▸ TASK BRIEF
Please return every line in the entries below with the word "context" in it.
════════════════
PR #539, opened 2024-08-21
test(zk): cheatcode usage in zkVm

Karrq:
## Motivation
Cheatcodes are not supported in zkVm, but there are no tests that display this limitation

## Solution
Provide a test case which shows this limitation and also potential pattern to avoid a given contract from being executed in zkVm and thus circumvent this limtation

### DIFF
--- a/testdata/zk/Cheatcodes.t.sol
+++ b/testdata/zk/Cheatcodes.t.sol
@@ -228,7 +228,7 @@ contract ZkCheatcodesTest is DSTest {
 
 contract UsesCheatcodes {
     function getNonce(Vm vm, address target) public view returns (uint64) {
-       return vm.getNonce(target);
+        return vm.getNonce(target);
     }
 
     function getZkBalance(Vm vm, address target) public view returns (uint256) {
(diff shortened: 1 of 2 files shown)


testdata/zk/Cheatcodes.t.sol
```diff
@@ -225,3 +225,56 @@ contract ZkCheatcodesTest is DSTest {
...
 }
+
+contract UsesCheatcodes {
+    function getNonce(Vm vm, address target) public view returns (uint64) {
+       return vm.getNonce(target);
+    }
+
+    function getZkBalance(Vm vm, address target) public view returns (uint256) {
+        vm.zkVm(true);
+        getNonce(vm, target);
```
elfedy, line 236: so this gets executed in evm even though the `vm.zkVm(true)` is before this, and it would only run things in zkVm if a CALL happens from that point on right?

elfedy (approved):

testdata/zk/Cheatcodes.t.sol
Karrq: Partially correct: in this instance, `getNonce` is an internal call, thus the VM is not switched before executing it, but if any call happens inside it (or we access storage translated data) then yes, it will use zkVM

PR #543, opened 2024-08-23
chore: use InspectorExt trait for logs

nbaztec:
## Motivation
Reduce custom code for appending zkEVM logs 

## Solution
Remove `combined_logs` workaround and use `InspectorExt` trait instead.

### DIFF
--- a/crates/cheatcodes/src/inspector.rs
+++ b/crates/cheatcodes/src/inspector.rs
@@ -927,7 +927,7 @@ impl Cheatcodes {
 
                 // append console logs from zkEVM to the current executor's LogTracer
                 let executor = &mut TransparentCheatcodesExecutor;
-                result.logs.iter().filter_map(|log| decode_console_log).for_each(|decoded_log| {
+                result.logs.iter().filter_map(decode_console_log).for_each(|decoded_log| {
                     executor.console_log(
                         &mut CheatsCtxt {
                             state: self,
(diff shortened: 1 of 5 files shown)


elfedy (approved):

crates/cheatcodes/src/inspector.rs
```diff
@@ -929,7 +924,21 @@ impl Cheatcodes {
                         emitter: log.address,
                     }));
                 }
-                self.combined_logs.extend(result.logs.clone().into_iter().map(Some));
+
+                // append console logs from zkEVM to the current executor's LogTracer
+                let executor = &mut TransparentCheatcodesExecutor;
+                result.logs.iter().filter_map(decode_console_log).for_each(|decoded_log| {
+                    executor.console_log(
```
Karrq, line 931: Isn't this a noop?
`TransparentCheatcodesExecutor` returns the `CheatsCtxt.state` (which is `self: Cheatcodes`) below, which uses the default impl for `InspectorExt::console_log` which is `{}` (impl at L1886, default at `crates/evm/core/src/lib.rs`)

nbaztec: It should trigger this method in the entire inspector stack where LogTracer picks it up.

Karrq: Oh so it goes thru each inspector in the stack? Ok that's nice

Issue #411, opened 2024-06-04
Cannot refer to node_modules in monorepo


wshino:
### Component

Forge

### Have you ensured that all of these are up to date?

- [X] Foundry
- [x] Foundryup

### What version of Foundry are you on?

forge 0.0.2 (d94bab2 2024-06-04T00:25:36.901896000Z)

### What command(s) is the bug in?

forge build --zksync

### Operating System

macOS (Apple Silicon)

### Describe the bug

It seems that current foundy-zksync cannot resolve some files in monorepo's node_modules dir in `forge build --zksync`.

```
Error (6275): Source "../node_modules/forge-std/src/Base.sol" not found: File outside of allowed directories. The following are allowed: ".".
ParserError: Source "../node_modules/forge-std/src/Base.sol" not found: File outside of allowed directories. The following are allowed: ".".
  --> ../node_modules/forge-std/src/Test.sol:27:1:
   |
27 | import {TestBase} from "./Base.sol";
```

I have foundry.toml properly configured with lib and fs_permissions. I did not encounter this error before; adding allow_paths did not help. Perhaps these settings are not crossing over to foundy-zksync properly? Is there a way to resolve this?
The build succeeds properly in `forge build` command (normal foundry).

I created an example repo created by `forge init`
If you do `forge build --zksync` in the contracts dir here, you should be able to reproduce the above problem.
https://github.com/wshino/foundry-zksync-example

Thank you.

elfedy:
There seem to be two issues here:
* `allow_paths` was not being forwarded correctly (fixed in: https://github.com/Moonsong-Labs/compilers/pull/6)
* solc sometimes adds sources via import callbacks and that is still not supported by zksolc (see: https://github.com/matter-labs/era-compiler-solidity/issues/98). This happens in foundry for example when there are libraries living outside of the project root, which will make solc readd the dependency as a different source unit even though it is already specified in the input (For example, for a library, there will be two source units on the output one named `/home/user/project/libraries/Lib.sol` and other `../libraries/Lib.sol`) and that makes zksolc fail when looking for its key on the input

koloz193:
ok so i tested it and with your setup it does in fact fail. if you move the contents of contracts one level up and add the deps to that higher level package.json it should work. The other option could be to install deps with forge install vs yarn

wshino:
[...]

PR #544, opened 2024-08-23
fix: Update dependency foundry compilers use of ZksolcSettings

Jrigada:
## Motivation
Foundry compilers now uses the ZkSettings and ZkSolcSettings as original Foundry does so we need to adapt to that change

## Solution
This would solve the [issue](https://github.com/matter-labs/foundry-zksync/issues/411) regarding `allow_paths` not reaching ZK compilation process.

### DIFF
--- a/crates/config/src/zksync.rs
+++ b/crates/config/src/zksync.rs
@@ -129,6 +129,7 @@ impl ZkSyncConfig {
             },
         };
 
+         // `cli_settings` get set from `Project` values when building `ZkSolcVersionedInput` 
         ZkSolcSettings { settings: zk_settings, cli_settings: CliSettings::default() }
     }
 
--- a/crates/config/src/zksync.rs
+++ b/crates/config/src/zksync.rs
@@ -4,8 +4,9 @@ use foundry_compilers::{
         EvmVersion, Libraries,
     },
     solc::CliSettings,
-    zksolc::settings::{
-        BytecodeHash, Optimizer, OptimizerDetails, SettingsMetadata, ZkSolcSettings,
+    zksolc::{
+        settings::{BytecodeHash, Optimizer, OptimizerDetails, SettingsMetadata, ZkSolcSettings},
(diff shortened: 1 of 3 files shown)


crates/verify/src/etherscan/flatten.rs
```diff
@@ -70,7 +70,7 @@ impl EtherscanSourceProvider for EtherscanFlattenedSource {
         args: &VerifyArgs,
         context: &ZkVerificationContext,
     ) -> Result<(String, String, CodeFormat)> {
-        let metadata = context.project.settings.metadata.as_ref();
+        let metadata = context.project.settings.settings.metadata.as_ref();
```
nbaztec, line 73: Can we not rename `settings.settings` ?

elfedy: We can but `foundry-compilers` does this with `Solc` so it is less cognitive overload to port things if stuff is named the same.

elfedy: `json_settings`  could be a good name for `ZkSettings` though

crates/config/src/zksync.rs
```diff
@@ -126,8 +127,9 @@ impl ZkSyncConfig {
                     per_contract: Some([OutputSelectionFlag::ABI].into()),
                 }),
             },
-            cli_settings: CliSettings::default(),
-        }
+        };
+
+        ZkSolcSettings { settings: zk_settings, cli_settings: CliSettings::default() }
```
elfedy, line 132:
```suggestion
         // `cli_settings` get set from `Project` values when building `ZkSolcVersionedInput` 
        ZkSolcSettings { settings: zk_settings, cli_settings: CliSettings::default() }
```
Maybe add a comment on why we use the default values here as it might get confusing to follow when these settings are actually set

elfedy (approved):

elfedy (approved):

PR #549, opened 2024-08-27
test(zk): add test for create2 computation with L2Contract

Karrq:
refactor(test:zk): extract `computeCreate2Address`

## Motivation
We have tests to check that CREATE2 works and that it produces the expected address, but not that the expected address matches what L2ContractHelper computes.

## Solution
Add a test which depends on the L2ContractHelper to compute the address.

## Notes
All tests of this kind (checkin create2 address is correct) have been moved to the new test  (which has some deps) as a logical group


crates/forge/tests/fixtures/zk/Create2.t.sol
```diff
@@ -0,0 +1,64 @@
...
+
+        assertEq(actualAddress, expectedAddress);
+    }
+
+    function testComputeCreate2WithNoArgs() external {
+        bytes32 salt = bytes32(0x0);
+
+        bytes32 bytecodeHash = getBytecodeHash("zkout/Greeter.sol/Greeter.json");
+
+        address computedAddress =
```
elfedy, line 38: What's the reason behind the naming of `computed`/`expected`? Why not `expected` for the utils one (as in the other test) and `l2ContractsHelperAddress` for the other one (as you want to test this address as well) ?

crates/forge/tests/fixtures/zk/Create2.t.sol
```diff
@@ -0,0 +1,64 @@
...
+        bytes32 bytecodeHash = getBytecodeHash("zkout/Greeter.sol/Greeter.json");
+        address sender = address(0x7FA9385bE102ac3EAc297483Dd6233D62b3e1496);
+        bytes32 salt = "12345";
+        bytes32 constructorInputHash = keccak256(abi.encode());
+
+        address expectedAddress =
+            Create2Utils.computeCreate2Address(sender, salt, bytes32(bytecodeHash), constructorInputHash);
+
+        // deploy via create2
+        address actualAddress = address(new ConstantNumber{salt: salt}());
```
elfedy, line 28:
```suggestion
        address actualAddress = address(new Greeter{salt: salt}());
```
You are using Greeter's hash as the expected address right?

Karrq: Good catch, bad copy-paste from the original test

crates/forge/tests/fixtures/zk/Create2.t.sol
Karrq: It was originally a separate test, which only used the util.
But for the reasoning in the other tests, `computed` is due to our code (the util) (which we copied from system contracts), but the source of thruth should be the system contract imo, thus I named the result `expected`.
I'll rename this one to match the rest

elfedy (approved):

PR #690, opened 2024-11-01
fix: sanitize input based on solc version

dutterbutter:
# What :computer: 
* Sanitizes settings based on solc version prior to verification request

# Why :hand:
* Verification was failing for some solc versions due to evm_version always being `Cancun` 

# Evidence :camera:


Karrq (approved):
Thank you - I thought it weird since it's coming from the config loaded by foundry, but now I see that the L1 source provider also does the sanitization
════════════════
▸ ANSWER SPACE
         context: &ZkVerificationContext,
-        let metadata = context.project.settings.metadata.as_ref();
+        let metadata = context.project.settings.settings.metadata.as_ref();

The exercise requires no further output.